>>>

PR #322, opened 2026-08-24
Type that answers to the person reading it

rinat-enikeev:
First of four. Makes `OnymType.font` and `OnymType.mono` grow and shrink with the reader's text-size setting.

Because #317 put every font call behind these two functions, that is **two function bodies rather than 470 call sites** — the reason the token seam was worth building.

<<<
>>>

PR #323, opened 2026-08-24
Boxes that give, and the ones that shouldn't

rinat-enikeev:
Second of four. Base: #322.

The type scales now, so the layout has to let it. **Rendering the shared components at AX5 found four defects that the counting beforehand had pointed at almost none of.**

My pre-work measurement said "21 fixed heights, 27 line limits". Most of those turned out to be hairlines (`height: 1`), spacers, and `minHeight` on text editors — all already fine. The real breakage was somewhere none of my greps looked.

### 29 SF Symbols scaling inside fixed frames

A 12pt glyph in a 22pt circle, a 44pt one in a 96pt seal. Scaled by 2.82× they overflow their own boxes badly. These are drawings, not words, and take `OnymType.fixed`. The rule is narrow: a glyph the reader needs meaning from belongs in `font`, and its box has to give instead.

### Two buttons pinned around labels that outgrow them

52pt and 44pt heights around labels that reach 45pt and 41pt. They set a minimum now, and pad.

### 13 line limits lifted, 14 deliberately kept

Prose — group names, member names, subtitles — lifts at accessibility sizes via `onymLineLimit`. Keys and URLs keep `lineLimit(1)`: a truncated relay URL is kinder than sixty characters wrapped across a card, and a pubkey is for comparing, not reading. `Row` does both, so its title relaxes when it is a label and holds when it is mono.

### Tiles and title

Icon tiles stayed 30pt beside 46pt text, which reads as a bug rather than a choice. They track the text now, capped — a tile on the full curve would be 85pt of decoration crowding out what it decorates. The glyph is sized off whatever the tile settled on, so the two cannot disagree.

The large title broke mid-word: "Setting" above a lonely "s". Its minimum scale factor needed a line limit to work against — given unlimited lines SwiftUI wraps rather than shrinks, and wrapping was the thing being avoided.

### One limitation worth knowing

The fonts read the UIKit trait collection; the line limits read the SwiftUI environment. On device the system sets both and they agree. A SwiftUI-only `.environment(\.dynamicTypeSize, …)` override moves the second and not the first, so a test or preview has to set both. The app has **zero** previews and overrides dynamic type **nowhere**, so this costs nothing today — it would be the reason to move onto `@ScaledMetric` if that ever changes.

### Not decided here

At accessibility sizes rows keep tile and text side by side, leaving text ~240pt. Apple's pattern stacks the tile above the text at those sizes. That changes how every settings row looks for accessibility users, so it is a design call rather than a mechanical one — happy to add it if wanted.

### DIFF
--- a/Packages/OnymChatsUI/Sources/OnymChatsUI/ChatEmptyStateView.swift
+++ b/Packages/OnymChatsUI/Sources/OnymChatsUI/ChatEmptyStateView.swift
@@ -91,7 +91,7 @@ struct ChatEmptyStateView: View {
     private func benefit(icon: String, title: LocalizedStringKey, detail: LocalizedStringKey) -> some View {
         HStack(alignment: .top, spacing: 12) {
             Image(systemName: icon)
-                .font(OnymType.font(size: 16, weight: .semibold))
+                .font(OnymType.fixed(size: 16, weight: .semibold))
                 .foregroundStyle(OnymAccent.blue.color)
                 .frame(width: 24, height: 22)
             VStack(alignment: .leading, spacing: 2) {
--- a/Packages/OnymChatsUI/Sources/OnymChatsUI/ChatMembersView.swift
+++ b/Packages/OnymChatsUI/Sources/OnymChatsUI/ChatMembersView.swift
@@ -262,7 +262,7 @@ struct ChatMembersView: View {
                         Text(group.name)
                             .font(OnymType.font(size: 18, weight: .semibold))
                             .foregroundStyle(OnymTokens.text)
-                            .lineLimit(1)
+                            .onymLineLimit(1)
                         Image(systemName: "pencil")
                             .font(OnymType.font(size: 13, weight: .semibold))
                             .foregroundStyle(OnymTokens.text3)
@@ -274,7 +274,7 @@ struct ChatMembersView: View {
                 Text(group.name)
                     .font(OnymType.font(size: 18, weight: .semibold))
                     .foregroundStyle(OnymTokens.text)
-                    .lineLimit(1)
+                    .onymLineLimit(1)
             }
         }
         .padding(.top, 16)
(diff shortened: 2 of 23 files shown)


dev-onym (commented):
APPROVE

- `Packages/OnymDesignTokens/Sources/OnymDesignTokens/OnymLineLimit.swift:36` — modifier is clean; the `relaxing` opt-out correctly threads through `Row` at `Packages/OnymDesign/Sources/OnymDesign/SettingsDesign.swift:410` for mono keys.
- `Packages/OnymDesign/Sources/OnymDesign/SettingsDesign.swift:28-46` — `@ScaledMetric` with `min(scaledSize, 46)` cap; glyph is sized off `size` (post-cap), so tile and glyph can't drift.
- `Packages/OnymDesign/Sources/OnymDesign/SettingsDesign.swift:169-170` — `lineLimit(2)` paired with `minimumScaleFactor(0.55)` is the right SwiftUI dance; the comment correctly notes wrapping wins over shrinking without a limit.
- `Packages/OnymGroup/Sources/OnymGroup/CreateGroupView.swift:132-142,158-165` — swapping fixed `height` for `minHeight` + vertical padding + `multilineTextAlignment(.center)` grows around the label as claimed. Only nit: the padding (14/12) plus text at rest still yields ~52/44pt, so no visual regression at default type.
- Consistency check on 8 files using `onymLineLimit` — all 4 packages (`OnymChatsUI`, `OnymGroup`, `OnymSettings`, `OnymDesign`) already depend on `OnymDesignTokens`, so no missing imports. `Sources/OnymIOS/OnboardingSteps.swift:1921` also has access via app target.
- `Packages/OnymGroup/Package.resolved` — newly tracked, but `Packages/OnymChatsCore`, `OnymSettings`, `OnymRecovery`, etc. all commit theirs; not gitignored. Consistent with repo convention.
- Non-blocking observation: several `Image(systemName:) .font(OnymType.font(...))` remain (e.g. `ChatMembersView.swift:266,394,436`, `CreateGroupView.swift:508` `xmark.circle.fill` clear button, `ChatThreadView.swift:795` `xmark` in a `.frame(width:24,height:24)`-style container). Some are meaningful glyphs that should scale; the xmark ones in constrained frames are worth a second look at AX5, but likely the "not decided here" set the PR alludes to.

<<<

Would you output, from the records above, exactly the run of lines that starts at the line containing "without a limit." and ends at the line containing "- Non-blocking observation: several", and only that run?

- `Packages/OnymDesign/Sources/OnymDesign/SettingsDesign.swift:169-170` — `lineLimit(2)` paired with `minimumScaleFactor(0.55)` is the right SwiftUI dance; the comment correctly notes wrapping wins over shrinking without a limit.
- `Packages/OnymGroup/Sources/OnymGroup/CreateGroupView.swift:132-142,158-165` — swapping fixed `height` for `minHeight` + vertical padding + `multilineTextAlignment(.center)` grows around the label as claimed. Only nit: the padding (14/12) plus text at rest still yields ~52/44pt, so no visual regression at default type.
- Consistency check on 8 files using `onymLineLimit` — all 4 packages (`OnymChatsUI`, `OnymGroup`, `OnymSettings`, `OnymDesign`) already depend on `OnymDesignTokens`, so no missing imports. `Sources/OnymIOS/OnboardingSteps.swift:1921` also has access via app target.
- `Packages/OnymGroup/Package.resolved` — newly tracked, but `Packages/OnymChatsCore`, `OnymSettings`, `OnymRecovery`, etc. all commit theirs; not gitignored. Consistent with repo convention.
- Non-blocking observation: several `Image(systemName:) .font(OnymType.font(...))` remain (e.g. `ChatMembersView.swift:266,394,436`, `CreateGroupView.swift:508` `xmark.circle.fill` clear button, `ChatThreadView.swift:795` `xmark` in a `.frame(width:24,height:24)`-style container). Some are meaningful glyphs that should scale; the xmark ones in constrained frames are worth a second look at AX5, but likely the "not decided here" set the PR alludes to.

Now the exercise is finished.